• **DATA SHOWN**:
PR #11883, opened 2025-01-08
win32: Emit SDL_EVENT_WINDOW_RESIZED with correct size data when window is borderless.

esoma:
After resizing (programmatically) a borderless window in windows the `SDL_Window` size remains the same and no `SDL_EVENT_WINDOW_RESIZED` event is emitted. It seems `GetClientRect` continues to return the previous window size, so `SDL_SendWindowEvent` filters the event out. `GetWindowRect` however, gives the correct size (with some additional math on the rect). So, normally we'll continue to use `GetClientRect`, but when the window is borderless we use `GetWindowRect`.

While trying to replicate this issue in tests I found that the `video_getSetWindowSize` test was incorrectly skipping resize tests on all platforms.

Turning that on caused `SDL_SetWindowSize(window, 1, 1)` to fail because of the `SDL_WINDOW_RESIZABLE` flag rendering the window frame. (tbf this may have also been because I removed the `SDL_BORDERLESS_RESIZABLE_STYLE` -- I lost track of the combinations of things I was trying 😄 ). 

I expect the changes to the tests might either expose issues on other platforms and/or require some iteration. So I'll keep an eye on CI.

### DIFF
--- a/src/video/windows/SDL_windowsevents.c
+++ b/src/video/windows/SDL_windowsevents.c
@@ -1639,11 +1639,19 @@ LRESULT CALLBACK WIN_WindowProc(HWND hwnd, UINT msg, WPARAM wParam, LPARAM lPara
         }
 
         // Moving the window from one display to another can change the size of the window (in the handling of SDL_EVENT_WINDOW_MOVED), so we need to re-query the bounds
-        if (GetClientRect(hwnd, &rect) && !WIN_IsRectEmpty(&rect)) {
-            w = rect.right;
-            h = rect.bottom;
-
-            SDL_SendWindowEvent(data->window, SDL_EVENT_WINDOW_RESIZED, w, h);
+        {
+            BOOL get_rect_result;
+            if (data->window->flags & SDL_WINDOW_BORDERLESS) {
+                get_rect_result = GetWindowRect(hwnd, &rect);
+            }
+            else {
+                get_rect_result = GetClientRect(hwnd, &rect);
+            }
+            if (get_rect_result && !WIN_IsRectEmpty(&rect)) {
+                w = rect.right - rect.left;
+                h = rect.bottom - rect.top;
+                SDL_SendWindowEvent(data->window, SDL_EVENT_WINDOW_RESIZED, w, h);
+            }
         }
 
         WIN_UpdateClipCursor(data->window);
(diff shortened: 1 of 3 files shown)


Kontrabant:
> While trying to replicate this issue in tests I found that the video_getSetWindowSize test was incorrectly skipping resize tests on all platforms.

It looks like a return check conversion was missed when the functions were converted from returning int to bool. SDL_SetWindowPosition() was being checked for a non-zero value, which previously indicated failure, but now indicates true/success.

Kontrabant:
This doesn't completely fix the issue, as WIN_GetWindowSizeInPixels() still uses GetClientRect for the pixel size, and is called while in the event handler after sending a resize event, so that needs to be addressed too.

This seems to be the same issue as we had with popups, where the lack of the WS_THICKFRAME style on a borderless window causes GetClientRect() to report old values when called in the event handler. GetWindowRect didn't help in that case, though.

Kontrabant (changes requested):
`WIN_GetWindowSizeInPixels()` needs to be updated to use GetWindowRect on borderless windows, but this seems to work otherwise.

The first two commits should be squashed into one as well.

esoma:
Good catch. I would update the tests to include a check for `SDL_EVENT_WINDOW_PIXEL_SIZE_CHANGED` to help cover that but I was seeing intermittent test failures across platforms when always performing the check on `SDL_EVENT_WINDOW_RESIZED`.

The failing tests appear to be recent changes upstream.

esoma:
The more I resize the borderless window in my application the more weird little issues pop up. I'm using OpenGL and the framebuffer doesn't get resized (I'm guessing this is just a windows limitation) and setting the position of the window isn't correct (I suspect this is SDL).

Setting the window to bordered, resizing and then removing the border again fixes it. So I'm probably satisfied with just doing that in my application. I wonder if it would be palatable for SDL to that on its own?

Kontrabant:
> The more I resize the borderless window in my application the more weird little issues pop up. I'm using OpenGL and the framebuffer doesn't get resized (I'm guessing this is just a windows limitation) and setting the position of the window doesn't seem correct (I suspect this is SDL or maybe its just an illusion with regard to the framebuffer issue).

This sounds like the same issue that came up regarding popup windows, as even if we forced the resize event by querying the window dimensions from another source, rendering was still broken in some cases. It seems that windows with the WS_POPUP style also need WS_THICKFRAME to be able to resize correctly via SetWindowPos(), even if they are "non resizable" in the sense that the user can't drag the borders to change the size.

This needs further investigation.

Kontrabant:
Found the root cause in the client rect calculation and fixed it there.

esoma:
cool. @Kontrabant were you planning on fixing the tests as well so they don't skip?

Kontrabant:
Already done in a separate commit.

• **WHAT IS EXPECTED**: Starting at the first line of the material above, reproduce each line exactly up to and including the line with "After resizing (programmatically)".

• **EXPECTED ANSWER**:
PR #11883, opened 2025-01-08
win32: Emit SDL_EVENT_WINDOW_RESIZED with correct size data when window is borderless.

esoma:
After resizing (programmatically) a borderless window in windows the `SDL_Window` size remains the same and no `SDL_EVENT_WINDOW_RESIZED` event is emitted. It seems `GetClientRect` continues to return the previous window size, so `SDL_SendWindowEvent` filters the event out. `GetWindowRect` however, gives the correct size (with some additional math on the rect). So, normally we'll continue to use `GetClientRect`, but when the window is borderless we use `GetWindowRect`.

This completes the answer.